Referring to FIG. 5A, reference numerals 603, 604, and 605 denote flip-flops (NS1, NS2, NS3) for forming an ordinary scan path. Reference numeral 601 denotes an external clock input terminal (CLK_N), while reference numeral 602 denotes a scan input terminal (SIN_N).
Referring to FIG. 5B, reference numerals 608, 609, and 610 denote indefinite state control flip-flops (CS1, CS2, and CS3), reference numeral 606 is an external clock input terminal (CLK_C) different from the external clock input terminal (CLK_N), and reference numeral 607 is a scan input terminal (SIN_C).

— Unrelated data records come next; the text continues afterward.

PR #2962, opened 2023-04-14
Vendor header for prodtest

matejcik:
introduces a separate vendor header and adds the capability to build prodtest from build-docker


mmilata (approved):
Don't see any problem in changes. Not sure if there's anything to check fingerprints of.

PR #2969, opened 2023-04-18
Debuglink improvements

grdddj:
Draft of sort-of working debuglink changes, which should make it more reliable and model-independent (eventually).

The idea is to keep count of which events were sent via `DebuglinkDecision` and matching the resulting layouts with them. Only when we call `wait=True` or `wait_layout()` will we consume all the layout changes and wait for all the previously sent events to finish.

There are some caveats and edge cases - for example:
- there are layout changes that did not originate from `DebuglinkDecision`
- when the `Layout` changes, we need to account for it
- when the session/test-case changes, we need to account for it. Overall it is quite fragile.

It was tested on PIN and passphrase click tests, which had to be modified. Probably majority of other tests would have to be modified for them to run properly.

It definitely needs more improvements if we want to use it like this.


grdddj:
I am already satisfied with the current version. Little more cleanup will be maybe needed, but it is ready for review.

Changing from draft to a regular `PR`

That is, the chain formed by serially connecting the indefinite state control flip- flops 608, 609, and 610 is the scan chain C.
In the present embodiment, the external clock input terminal (CLK_C) 606 is provided separately from the clock (CLK_N) for driving flip-flops of other scan chain (refer to FIG. 5A). Thus, before the test, by setting a fixed value in the scan chain C and then stopping the operation of the clock (CLK_C), a suitable operation can be performed. Different clocks are supplied to the flip- flops 603, 604, and 605 of the scan chain in FIG. 5A and the indefinite state control flip- flops 608, 609, and 610 of the scan chain C in FIG. 5B. By performing gate control over the same clock, control for stopping the clock supplied to the scan chain C can be performed. However, in this case, clock timing adjustment and the like will become bothering and difficult.

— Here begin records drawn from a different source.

PR #2976, opened 2023-04-21
Firmware combining tweaks

matejcik:
Improved the `combine_firmware` script to make it easier to manually pass the parts from outside.
Added a "decombine" snippet that can take apart the result, so that, e.g., we can pull out the boardloader from a previous version instead of having to compile it from the current code version.

### DIFF
--- a/core/Makefile
+++ b/core/Makefile
@@ -321,10 +321,10 @@ sizecheck: ## check sizes of binary files
 
 combine: ## combine boardloader + bootloader + prodtest into one combined image
 	./tools/combine_firmware \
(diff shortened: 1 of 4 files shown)


TychoVrahe (approved):
The combine script is calling the third part of the binary "firmware", but the decombine calls it prodtest. Firmware is probably better technically, but since it is in snippets it doesn't matter much.

I am not very happy about how the `BOOTLOADER_START` etc constants are repeated across several files (makefile, linkerscripts, combine script, implicitly decombine snippet and sort of also embed/trezorhal/flash.c), it doesn't look very sustainable. We don't have to deal with it now, but it might get messy if we opt for some other MCU in the future.

Don't forget to deal with the changelog, but this looks fine otherwise

PR #2989, opened 2023-04-28
support STM32F429I-DISC1

TychoVrahe:
Adds support for STM32F429I-DISC1 board.

Some adjustments are done so that GUI is rectangular, and homescreen format support different dimensions. 

The resistive touch screen is quite annoying to use, and one issue that i didn't solve yet is that it sometimes does not initialize properly, and power off / on of the discovery board is needed.


TychoVrahe:
should this have a changelog entry?

matejcik:
overall style comment: don't add trailing commas to tuples (as in `if TREZOR_MODEL in ('T', 'R', )`)
the reason we write `in ('T',)` is to indicate that it's a 1-tuple (and not just the string 'T' in parens) and it's actually required in the 1 element case. not so in other cases. `(item,)` is a Python idiom, putting trailing comma elsewhere is not.

common/protob/messages-management.proto
```diff
@@ -121,8 +121,11 @@ message Features {
     optional uint32 display_rotation = 39;      // in degrees from North
     optional bool experimental_features = 40;   // are experimental message types enabled?
     optional bool busy = 41;                    // is the device busy, showing "Do not disconnect"?
-    optional HomescreenFormat homescreen_format = 42;   // format of the homescreen, 1 = TOIf 144x144, 2 = jpg 240x240
+    optional HomescreenFormat homescreen_format = 42;   // format of the homescreen, 1 = TOIf, 2 = jpg
     optional bool hide_passphrase_from_host = 43;   // should we hide the passphrase when it comes from host?
+    optional uint32 homescreen_width = 44;         // homescreen width in pixels
+    optional uint32 homescreen_height = 45;         // homescreen height in pixels
```
mmilata, line 127: Not sure about the arbitrary size screen thing. On one hand it's nice to see that the UI works reasonably well on display it was not developed for. On the other hand it would make sense to have this build as similar to model T as possible, and probably shouldn't add features to trezorlib that are not supported by anything we currently sell.

My proposal is to keep the 320x240 resolution but only support 240x240 homescreens for now, and revert the protobuf changes. Thoughts @matejcik?

core/SConscript.boardloader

FIGS. 6A and 6B are diagrams showing a configuration of another embodiment of the present invention. Referring to FIG. 6(A), reference numerals 703, 704, and 705 denote flip-flops (NS1, NS2, and NS3), reference numeral 701 denotes an external input terminal (SMC_N) for a control signal that performs switching between the scan mode and a normal mode, and reference numeral 702 denotes a scan (serial) input terminal (SIN_N).
Referring to FIG. 6B, reference numerals 708, 709, and 710 denote indefinite state control flip-flops (CS1, CS2, and CS3), reference numeral 706 denotes an external input terminal (SMC_C) for a control signal that performs switching between the scan mode and the normal mode, and reference numeral 707 denotes a scan input terminal (SIN_C). Reference numerals 711 and 712 denote inverters. Reference numerals 713 and 715 denote AND gates, and reference numeral 714 denotes an OR gate.

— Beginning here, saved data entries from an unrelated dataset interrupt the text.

PR #3201, opened 2023-08-09
feat(tests): notify about failed tests when updating fixtures from CI

grdddj:
Makes `tests/update_fixtures.py` more robust.

When there is a failure (not just UI error) in the test suite, do not update the `fixtures.json` with the results of these tests, notify the user and fail the update script.


tests/gitlab.py
```diff
@@ -31,6 +33,39 @@
...
+        result_line = re.search(result_pattern, raw_content)
+        if not result_line:
+            print("No results yet.")
+            return TestResult()
+        return cls.from_line(result_line.group(0))
+
+    @staticmethod
+    def _link_to_report(job_id: str) -> str:
+        return (
+            f"https://gitlab.com/satoshilabs/trezor/trezor-firmware/-/jobs/{job_id}/raw"
```
matejcik, line 65: nit: just make it a constant and run `LINK_TO_REPORT.format(job_id)`

matejcik (approved):

tests/gitlab.py
grdddj: Right, changed in the force-push

PR #3202, opened 2023-08-09
feat(trezor-client): Add Sync and Send to Transport

wszdexdrf:
This is needed for async-hwi, where the struct Trezor is passed to async functions.


wszdexdrf:
Does this need to be in a minor update bump to 0.1.2 as well?

matejcik (approved):
utACK. this would seem to indicate that both UDP and WebUSB connections themselves are already Send + Sync, so this should be ok

prusnak:
https://crates.io/crates/trezor-client 0.1.2 released

PR #3205, opened 2023-08-11
Noninteractive jump from firmware to bootloader, copying FW image header to predefined location

hiviah:
This is linked to issue #2919 .

It implements part where firmware may call `svc_reboot_copy_image_header(const uint8_t *image_address)` and firmware image header will be copied to bootloader area, jumps directly back to bootloader where bootloader may pick up the firmware header and start installation (it is recommended to put the check of the image header somewhere at the beginning of bootloader's `main()`).


hiviah:
Hm no idea why core build fails, it works on my environment and both BTC-only should fail at the same error then, but doesn't.

matejcik:
it is boardloader that is failing. did you try that?

matejcik:
I suspect boardloader shouldn't build any of these functions anyway.

hiviah:
Ah yes, I looked at the line above and thought it was firmware it was linking.

OK that is one line fix, it's just linker symbol.

hiviah:
Adding it to linker script fixes it. Maybe I should decouple the now different versions of shutdown since it all points to a single shared `util.s` and make either `#ifdef` (but then it becomes `util.S`, without it assembler doesn't recognize macros) or `beq` on `sectrue` on parameter or something like that.

Anyway, if anyone knew how to add DWARF debug symbols to assembler functions (I need to define how deep stack is), otherwise unwind in debugger doesn't work simply because our calling condition doesn't use one register as FP, so without DWARF debugger is pretty blind when it comes to unwinding call stack if there's some assembler involved.

hiviah:
OK everything looks fine also in CI, squashing the commits and it can be finalized for preview.

TychoVrahe:
I am somewhat unhappy about the `util.s` split: there is some 90% of the code duplicated. Maybe we could keep the common functions in util.s and create new file with the different ones? or use the util.S and macros idea

hiviah:
> I am somewhat unhappy about the util.s split: there is some 90% of the code duplicated

Yes, I am unhappy about it too, `#ifdefs`  makes it too complicated at this point (without `#ifdef` you need `BEQ` on another parameter which shouldn't be in boardloader linked script). 

I tried and weighted the aspect of both. The final result, the point was to never make accidental mistake like what happened to T1 (shared this part), which was later revealed to contain exploit due to change (which was made exactly this way). We will most likely never change these for boardloader, prodtest and so on, only FW and bootloader hacks need the separate jumps and register tricks. Who ever checks boardloader? Me and you @TychoVrahe usually, otherwise almost nobody (they definitely do not disassemble it to see what is really in there).

This way it "freezes" the limited `utils` function "forever" so that we don't have to worry about changing boardloader, flashing it, write-protecting it and then finding out it is broken (if we find out soon enough, it will just be filling Vltava :smile: with a batch of bricks, otherwise we can't even recall&reflash&repack).

Any better solution would be appreciated. I weighted is as lesser evil to have few assembler functions to be copy-pasta and freezed, than to later find out that changing `util.s` is breaking the device completely in boardloader, which can't be changed (unlike T1 which has broken write protection). This solution is not pretty by far, but I think the macros would be worse.

core/embed/trezorhal/stm32f4/limited_util.s
```diff
@@ -0,0 +1,159 @@
...
+  ldr r0, =SCB_VTOR
+  str lr, [r0]
+  mov r0, r1            // zero out r0
+  // go on to the next stage
+  ldr lr, [lr, 4]       // set lr to the next stage's reset_handler
+  bx lr
+
+  .global jump_to_unprivileged
+  .type jump_to_unprivileged, STT_FUNC
+jump_to_unprivileged:
```
TychoVrahe, line 71: lets remove the `jump_to_unprivileged` from limited utils, its not used and a pointless copy here. we will only have duplicated `memset_reg` and `shutdown_privileged` which is ok-ish

core/embed/trezorhal/stm32f4/supervise.h
```diff
@@ -58,10 +60,22 @@ static inline void svc_shutdown(void) {
...
   }
 }
+
+static inline void svc_reboot_copy_image_header(const uint8_t *image_address) {
+  if (is_mode_unprivileged() && !is_mode_handler()) {
+    register const uint8_t *r0 __asm__("r0") = image_address;
+    __asm__ __volatile__("svc %0" ::"i"(SVC_REBOOT_COPY_IMAGE_HEADER), "r"(r0)
+                         : "memory");
+  } else {
+    copy_image_header_for_bootloader(image_address);
```
TychoVrahe, line 78: i know this does not originate in this PR: but perhaps we should call `ensure_compatible_settings` here too? i don't think that the else branch will be called anywhere today, but lets avoid the potential problem in future (also valid for the `svc_reboot_to_bootloader` function above). Also `mpu_config_bootloader` is missing here in comparison with the SVC call

core/embed/boardloader/.changelog.d/3205.added
```diff
@@ -0,0 +1,2 @@
+Added firmware update without interaction.
+Split builds of different parts to use simle util.s assembler, while FW+bootloader use interconnected ones.
```
TychoVrahe, line 2: typo `simple`

core/embed/bootloader/.changelog.d/3205.added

Referring to FIG. 6B, the AND gate 713, OR gate 714, and AND gate 715 are all two-input gates, and one input terminals thereof are connected to the data output terminals (Q) of the indefinite state control flip- flops 708, 709, and 710, respectively. It is assumed that in an example shown in FIG. 6B, an indefinite value propagates through the other input terminals of the AND gate 713, OR gate 714, and AND gate 715.
As shown in FIGS. 6A and 6B, theses embodiments are effective when the clock for the scan chain C and the clock for other scan chain cannot be supplied separately unlike in FIGS. 5A and 5B. That is, in the configuration shown in FIGS. 6A and 6B, the common clock is supplied to the scan chain C in FIG. 6B and other scan chain shown in FIG. 6A.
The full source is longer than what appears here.